Iwas not a reader at all, not until I discovered 'The Hobbit.'
Iwas not a reader at all, not until I discovered 'The Hobbit.' That changed my life. It gave me the courage to read. It led me to the 'Lord of the Rings' series. And once I'd read that, I knew I could read anything because I had just read thousands of pages.
“I was not a reader at all, not until I discovered ‘The Hobbit.’ That changed my life. It gave me the courage to read. It led me to the ‘Lord of the Rings’ series. And once I’d read that, I knew I could read anything because I had just read thousands of pages.” Thus spoke Richard Paul Evans, the storyteller whose own journey from indifference to inspiration mirrors the transformation that books can awaken within the human soul. In these words lies a simple yet profound truth — that the spark of courage may be lit by something as humble as a story, and that one moment of discovery can open the mind to the infinite.
Evans, now celebrated as the author of The Christmas Box and many other works, was once a boy untouched by the magic of books. But when he opened The Hobbit — that tale of an unassuming hero who leaves his quiet home in pursuit of wonder and meaning — something stirred within him. It was as though he, too, had heard the call of adventure. Reading, which had once seemed a burden, became a voyage. And like Bilbo Baggins, he found that the journey changed him forever. “It gave me the courage to read,” he says — and those words hold more power than they first appear to. For to read deeply is to dare: to enter new worlds, to confront great questions, and to expand one’s own being.
This revelation is not Evans’ alone. In every age, those who have awakened to the power of words describe a similar rebirth. The ancients called this transformation illumination, for it is the moment when ignorance gives way to light. Just as the philosopher Socrates spoke of turning the soul’s eye from darkness to the sun, Evans speaks of finding his way out of indifference into a new landscape of imagination. What The Hobbit offered him was not merely entertainment, but initiation — the discovery that reading could be an adventure greater than any other. For each book is a gate, and every reader who passes through it steps closer to the boundless world of thought.

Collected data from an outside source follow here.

PR #72, opened 2015-03-05
giuseppe/keyfile-utils-tests

giuseppe:


cgwalters:
:+1:  from me

giuseppe:
I pushed some more commits

cgwalters:
Other than that one small comment, :+1: from me, thanks!

giuseppe:
Thanks, pushed now with the amended comment.

PR #73, opened 2015-03-07
Sysroot fd relative

cgwalters:
Just some idle work on fd-relative bits while I watch installers build and such.


giuseppe:
it looks ok to me! +1

PR #74, opened 2015-03-10
Sysroot fd relative

cgwalters:
A few more idle commits.


giuseppe:
+1 from me with the small comment fix.

cgwalters:
Fixed, thanks!

PR #75, opened 2015-03-11
Make gpgme a hard dependency

mbarnes:
In anticipation of API enhancements for GPG signature verification, which would otherwise require a non-functional stub version were GPGME excluded.

GPGME is a pretty lightweight dependency, and the motivation to exclude it is not clear.

Note, this delists `+gpgme` as a feature in the `--version` output since the signing capability is now always present.


cgwalters:
With that change :+1: from me!

mbarnes:
I was unsure about removing the `+gpgme` bit.  No problem putting it back.

Thanks!

PR #76, opened 2015-03-16
OstreeGpgVerifier: Take the signed data as a GBytes

mbarnes:
Similar to c2b01ad.  For some reason I was thinking the commit data still needed to be written to disk prior to verifying, but it's just another artifact of spawning `gpgv2` (predates using GPGME).

Makes for a nice cleanup in `fetch_metadata_to_verify_delta_superblock()` as well.


mbarnes:
Merged with Colin's suggested changes (which are now lost in the ether).

PR #77, opened 2015-03-17
Enhanced GPG signature management

mbarnes:
This introduces `OstreeGpgVerifyResult` as a new public `libostree` class to wrapper GPG signature verification results, so they can be examined independently of running a verify operation.

A new `OstreeRepo` function `ostree_repo_verify_commit_ext()` returns such an instance.

This makes possible a few CLI enhancements:

 - The `ostree show` command now prints a signature count for signed commits, along with a human-readable blurb about each signature (validity, who signed it and when, etc.).

 - `ostree_repo_verify_commit_ext()` can be more generally used as a GPG signature parser.  Signing a commit now runs a verify operation beforehand and uses the `OstreeGpgVerifyResult` to check if the commit has already been signed with the given key ID.

 - The `ostree gpg-sign` command now has a `--delete` option to delete signatures by key ID.  This also runs a verify operation beforehand and uses the `OstreeGpgVerifyResult` object to find which signatures to delete.


cgwalters:
This looks pretty good overall.  For next steps, what do you think about showing the signature status in `ostree admin status` (and `rpm-ostree status`) as well as on updates?  It'd give me a warm fuzzy feeling if I typed `atomic host upgrade` and saw ... `Good signature from $DISTRO`

mbarnes:
That's doable.  I guess we would have to internalize most of 7d5854aec943b4d143e520f9ad69603d3636915e (hacked together as it is) into `libostree` somehow so we're not copying and pasting all that formatting gunk.

mbarnes:
Pushed a batch of "fixup" commits for the simple stuff.

I guess the main outstanding issue is whether you're okay with accepting key IDs as command-line arguments and in `ostree_gpg_verify_result_lookup()`.

My personal feeling is -- while I do acknowledge the risk of key collisions in general GPG usage, especially when talking to public key servers -- in this restricted context of local trusted keyrings I think they're fine.

cgwalters:
Re keyids - fair enough.  This can be solved indeed at a higher level.  The question really is around how those keyrings are created.  Basically I feel the way RPM (or maybe dnf/yum) do it for new repositories is fairly broken.  I think repository files should have a `gpg_fingerprint` value, and the key must match that.  Then if you fetch the repository file over TLS (perhaps even CA pinned TLS), you have a trusted path.

Anyways it's a complex topic, no need to block this commit on it.  Nice work!

mbarnes:
Agreed re: repo files.  That has struck me as fishy in the past but wasn't able to express it as well.

Good to merge then?

cgwalters:
:+1: from me!

mbarnes:
I hate losing review comments so I didn't force-push the rebase to github, but it's merged.

https://git.gnome.org/browse/ostree/commit/?id=4a2733f
..
https://git.gnome.org/browse/ostree/commit/?id=9b8bad3

Will follow up on some of the GPGME weirdness I noted.

mbarnes:
Started the follow up work in #80

PR #78, opened 2015-04-01
use glibc's xattr support instead of requiring libattr.

dsvensson:
Fixes build on Debian,

Here's some details of the same problem in systemd:
https://bugs.debian.org/cgi-bin/bugreport.cgi?bug=756097
http://cgit.freedesktop.org/systemd/systemd/commit/?id=d2edfae0f9b


cgwalters:
This needed a corresponding update to libglnx, which I pushed.  I also fleshed out the commit message a bit with some of the info you added to the PR.

Thanks!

In a sense, Evans’ story mirrors the journey of Bilbo Baggins himself. Bilbo began small and uncertain, doubting his strength and place in the larger world. Yet when he answered the call to adventure, he found within himself the courage and wisdom he had never imagined he possessed. So too did Evans. By reading those pages, he proved to himself that he could undertake a vast journey of the mind and complete it. When he says, “I knew I could read anything because I had just read thousands of pages,” he is not merely describing a triumph of skill — he is proclaiming the birth of confidence. From one act of courage grew a lifelong love for learning, and from that love, a calling as a writer who would one day inspire millions of others.
The deeper wisdom of this quote lies in its revelation that courage is the seed of all growth. Whether in reading, in art, or in life, the hardest step is always the first. The door to greatness often looks small, and it is fear that keeps most from entering. Evans’ discovery teaches that courage need not be grand or loud; it can begin quietly, in the turning of a single page. From there, it gathers strength. Like a spark becoming flame, it lights the path forward. The courage to read becomes the courage to dream, and the courage to dream becomes the courage to live.
Think, for example, of Helen Keller, who, though blind and deaf, learned to read through touch and perseverance. Her teacher, Anne Sullivan, opened for her the same kind of gate that The Hobbit opened for Evans — a doorway to the world of knowledge and imagination. For Keller, as for Evans, reading became liberation, proof that limitations are illusions of the mind. Their stories remind us that the ability to read — and to believe in oneself — is not a privilege, but a triumph of the spirit.
Thus, the lesson is clear: seek your own Hobbit. Find the work, the passion, the calling that awakens your courage to begin. Whether it is a book, a craft, a journey, or an act of kindness — let it lead you beyond the boundaries of what you thought you could do. Do not wait for confidence to come before you start; confidence is born in the doing. Every great endeavor begins as Evans’ did — with uncertainty, with fear, and then with one decisive act of faith.
And so, remember these words of Richard Paul Evans as a sacred truth for all seekers of purpose: “Being courageous in small things prepares you for great things.” For once you have crossed your own threshold of doubt — once you have read your own thousand pages, whether in books or in life — you will know, as he did, that you are capable of anything. Then, like all who have dared before you, you will walk forward with joy, knowing that your own story has finally begun.